A Chuck Wendig Mashup—’Jurassic Park’ Meets ‘A Bug’s Life’

I enjoyed Chuck Wendig’s Zeroes, a rush of a novel involving fringe hackers, an AI danger, and a wake up call about our dependence on technology. It’s a fast-paced read, and I was quite happy to hear that Wendig would be revisiting the world he created for Zeroes in the recently released Invasive.

Invasive features a returning support character in the form of FBI agent Hollis Copper. Copper has called in futurist-consultant Hannah Stander to assist with a very X-Files-style case. Hannah was preparing to head home to see her prepper-parents (and her unusual childhood comes into play more than once later in the book), but Copper has pulled in Hannah with one crazy tease: I’ve got a cabin on the lake with more than a thousand dead bodies in it.

 

Invasive

 

The book’s title and cover (as well as the one for this review) should give you a good idea of where this story is going. I don’t want to reveal too much, but a few spoilers are necessary to explain a bit more about the story… so stop reading now if you don’t want any further plot details.

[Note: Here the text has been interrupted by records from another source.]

PR #5077, opened 2026-08-14
fix(volume-backups): clear retention amount when the field is emptied

### LINKED ISSUE #4184: Resetting backup retention amount on volume backups to undefined (= unlimited) does not work

NoiceHax:
Clearing "Keep Latest Backups" did not remove the limit. The submit handler worked out a `null` for the empty field and then turned it straight back into `undefined` with `?? undefined`. Drizzle leaves undefined columns out of the UPDATE, so the old count stayed in the database and kept pruning backups the user thought were being kept.

It now sends the `null`, which is what the database backup form already does. I moved that bit of normalizing into a small helper so it can be tested.

The input's onChange also used to drop anything that was not all digits, so typing `3.5` left the last good number sitting in the form state. It now passes the raw value to the schema, which rejects it and shows an error instead.

To check by hand: set a retention value, save, reload, then clear the field and save. It should stay empty. Tests are in apps/dokploy/__test__/utils/volume-backup-retention.test.ts.

Closes #4184

### DIFF
--- a/apps/dokploy/__test__/utils/volume-backup-retention.test.ts
+++ b/apps/dokploy/__test__/utils/volume-backup-retention.test.ts
@@ -19,8 +19,10 @@ describe("prepareKeepLatestCount", () => {
 		expect(prepareKeepLatestCount("", 3)).toBeNull();
 	});
 
-	test("normalizes a missing form value to null", () => {
-		expect(prepareKeepLatestCount("3", undefined)).toBeNull();
-		expect(prepareKeepLatestCount("3", null)).toBeNull();
+	test("leaves the stored retention alone when the input is not a valid amount", () => {
+		// A non-empty input with no parsed value is rejected by the form schema.
+		// Clearing the column here would silently disable pruning.
+		expect(prepareKeepLatestCount("3.5", undefined)).toBeUndefined();
+		expect(prepareKeepLatestCount("abc", null)).toBeUndefined();
 	});
 });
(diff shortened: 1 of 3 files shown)


NoiceHax:
Fixed the invalid-input case from the review. The number input used to swallow anything that was not a whole number, so a non-empty value like 3.5 left the form value undefined and the helper turned that into an explicit null, wiping the retention limit.

Now the raw value goes straight to the form, so the schema rejects it and the user sees "Must be a whole number" instead. prepareKeepLatestCount returns undefined for that state, so even if it is reached the stored retention is left alone rather than cleared. Test updated to cover it.

Ran the suite locally: apps/dokploy __test__/utils/volume-backup-retention.test.ts passes (4 tests), and tsc --noEmit on apps/dokploy is clean.

PR #507, opened 2021-03-24
migrate private resource tests to pytest

chris48s:
This is the last module of tests I am going to move.


ckanext/unhcr/tests/pt/test_controllers.py
```diff
@@ -1171,3 +1171,152 @@ def test_search_index_rebuild_sysadmin(self, app):
         # now package_search will tell us there is 1 dataset
         packages = toolkit.get_action('package_search')(context, data_dict)
         assert 1 == packages['count']
+
+
+@pytest.mark.usefixtures(
+    'clean_db', 'clean_index', 'with_request_context', 'unhcr_migrate'
+)
+class TestPrivateResources(object):
```
chris48s, line 1179: This test class was in test_actions but they aren't really action tests. They are mostly e2e tests using the test app so I've moved them to test_controllers.
I think once I've merged all this stuff I might split test_controllers up into some smaller files like I did with actions

ckanext/unhcr/tests/pt/test_controllers.py
```diff
@@ -1171,3 +1171,152 @@ def test_search_index_rebuild_sysadmin(self, app):
...
+
+        # We don't have data but we pass authorization
+        environ = {'REMOTE_USER': self.org_user['name'].encode('ascii')}
+        res = app.get(url, extra_environ=environ, status=404)
+
+        # We don't have data but we pass authorization
+        environ = {'REMOTE_USER': self.sysadmin['name'].encode('ascii')}
+        res = app.get(url, extra_environ=environ, status=404)
+
+    @pytest.mark.skip(reason="why is the private dataset still available in the test env?")
```
chris48s, line 1300: I've moved this test over as a skipped test because I'm still not 100% sure what to do with it but I'm happy to either fix the test or fix the code if we can decide what the correct behaviour is. This is the only skipped test

chris48s: Right. I think I have now figured out what is going on here:
When we create a dataset using the factory, the value still gets run through the actions/validators.
In the `visibility_validator`, we have this block:
https://github.com/okfn/ckanext-unhcr/blob/2808605cca8302346e75dad80cf886e887990870/ckanext/unhcr/validators.py#L187-L192
so even if we call `factories.Dataset(private=True, visibility='private')` by the time we actually save the object to the DB, the property is really `visibility='restricted'`. This is probably a sensible thing because it means if you create datasets via the API (which users are increasingly doing) you can't create a dataset with `visibility='private'` by not understanding that the "Private" label in the front end really corresponds to the `restricted` value in the API.

This behaviour is actually covered in the validator tests https://github.com/okfn/ckanext-unhcr/blob/2808605cca8302346e75dad80cf886e887990870/ckanext/unhcr/tests/pt/test_validators.py#L95 , but I've updated this test in 954580e to reflect the real behaviour, re-enabled it and added some comments to explain. I think this now makes sense, but can you check it. I may _still_ not be clear on what this is supposed to be doing.

amercader (approved):
This looks good and your comments on `test_access_visibility_private_admin` make sense. Sorry for the confusion on this

PR #510, opened 2021-03-29
test suite cleanup

chris48s:
this will probably be failing for now. Need to rebase it once #489 merged


chris48s:
TODO:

When Hannah arrives at the cabin, she discovers a dead human body and the answer to Copper’s riddle. This discovery prompts Hannah to contact her good friend and entomologist, Ez Choi, a pink mohawked Chinese-American woman with pierced nose and eyebrow and a rainbow of makeup. (I cannot wait to see Ez on the big screen should Invasive get a movie treatment.) Ez makes her own discovery regarding the evidence collected at the cabin, changing the cabin’s status to a murder scene and putting Hannah on a plane for Hawaii to meet with the research staff on a remote and private island employed by billionaire Einar Geirsson.

Everything above happens in the first 50 pages… the rest of the book is all about Hannah, Einar, and a small group of researchers trying to stay alive once the big secret is revealed. And Wendig’s short and sweet chapters will keep you reading “just one more” because he’s an obvious master at cliffhanger chapter endings.

I do like good tech-gone-bad stories; I’m not sure where Wendig is going with this world he’s created in Zeroes and Invasive, but Hannah’s a well-developed character who has the right skills to handle whatever Wendig might throw her way, especially if this fictional world goes darker.

Note: Invasive is out now. I was provided with a review copy.

James Floyd Kelly is a full-time writer in Atlanta, Georgia.